_TASK MATERIAL_.
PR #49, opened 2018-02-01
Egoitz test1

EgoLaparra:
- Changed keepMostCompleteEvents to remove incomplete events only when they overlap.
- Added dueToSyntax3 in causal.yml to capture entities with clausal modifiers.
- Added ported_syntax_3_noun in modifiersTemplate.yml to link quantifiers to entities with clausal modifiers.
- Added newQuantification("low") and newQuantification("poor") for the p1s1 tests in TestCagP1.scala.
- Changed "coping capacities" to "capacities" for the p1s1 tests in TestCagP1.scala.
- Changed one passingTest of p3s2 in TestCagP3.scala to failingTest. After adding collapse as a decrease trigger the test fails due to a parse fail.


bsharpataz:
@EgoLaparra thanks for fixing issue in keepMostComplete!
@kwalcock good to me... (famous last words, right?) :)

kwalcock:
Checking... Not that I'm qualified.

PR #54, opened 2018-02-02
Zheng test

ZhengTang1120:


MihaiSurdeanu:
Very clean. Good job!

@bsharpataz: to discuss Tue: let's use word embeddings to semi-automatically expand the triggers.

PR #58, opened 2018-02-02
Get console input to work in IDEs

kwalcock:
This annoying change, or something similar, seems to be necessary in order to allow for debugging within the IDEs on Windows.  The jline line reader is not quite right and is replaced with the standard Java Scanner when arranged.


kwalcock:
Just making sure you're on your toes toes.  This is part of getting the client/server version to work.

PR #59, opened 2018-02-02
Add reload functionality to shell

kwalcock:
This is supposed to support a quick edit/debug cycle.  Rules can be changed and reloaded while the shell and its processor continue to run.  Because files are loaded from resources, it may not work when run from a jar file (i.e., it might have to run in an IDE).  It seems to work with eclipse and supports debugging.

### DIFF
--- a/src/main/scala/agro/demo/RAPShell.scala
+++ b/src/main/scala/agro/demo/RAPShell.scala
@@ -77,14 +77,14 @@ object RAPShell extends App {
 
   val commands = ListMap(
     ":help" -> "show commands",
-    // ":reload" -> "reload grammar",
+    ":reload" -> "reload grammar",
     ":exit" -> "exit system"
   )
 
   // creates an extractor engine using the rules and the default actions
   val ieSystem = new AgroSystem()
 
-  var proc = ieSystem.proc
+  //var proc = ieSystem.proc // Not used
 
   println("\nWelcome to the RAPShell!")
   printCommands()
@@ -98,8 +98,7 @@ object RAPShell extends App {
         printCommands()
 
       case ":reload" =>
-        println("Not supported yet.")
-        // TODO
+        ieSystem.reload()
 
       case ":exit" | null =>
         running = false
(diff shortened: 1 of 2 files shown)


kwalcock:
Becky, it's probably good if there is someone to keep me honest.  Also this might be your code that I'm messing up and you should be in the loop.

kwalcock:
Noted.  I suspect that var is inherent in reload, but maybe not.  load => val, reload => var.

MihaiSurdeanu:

_WHAT IS NEEDED_. In the records above, some lines may contain the word "that"; copy every one of them.

_RESULT FOR THIS EXERCISE_.
Checking... Not that I'm qualified.
Becky, it's probably good if there is someone to keep me honest.  Also this might be your code that I'm messing up and you should be in the loop.
Noted.  I suspect that var is inherent in reload, but maybe not.  load => val, reload => var.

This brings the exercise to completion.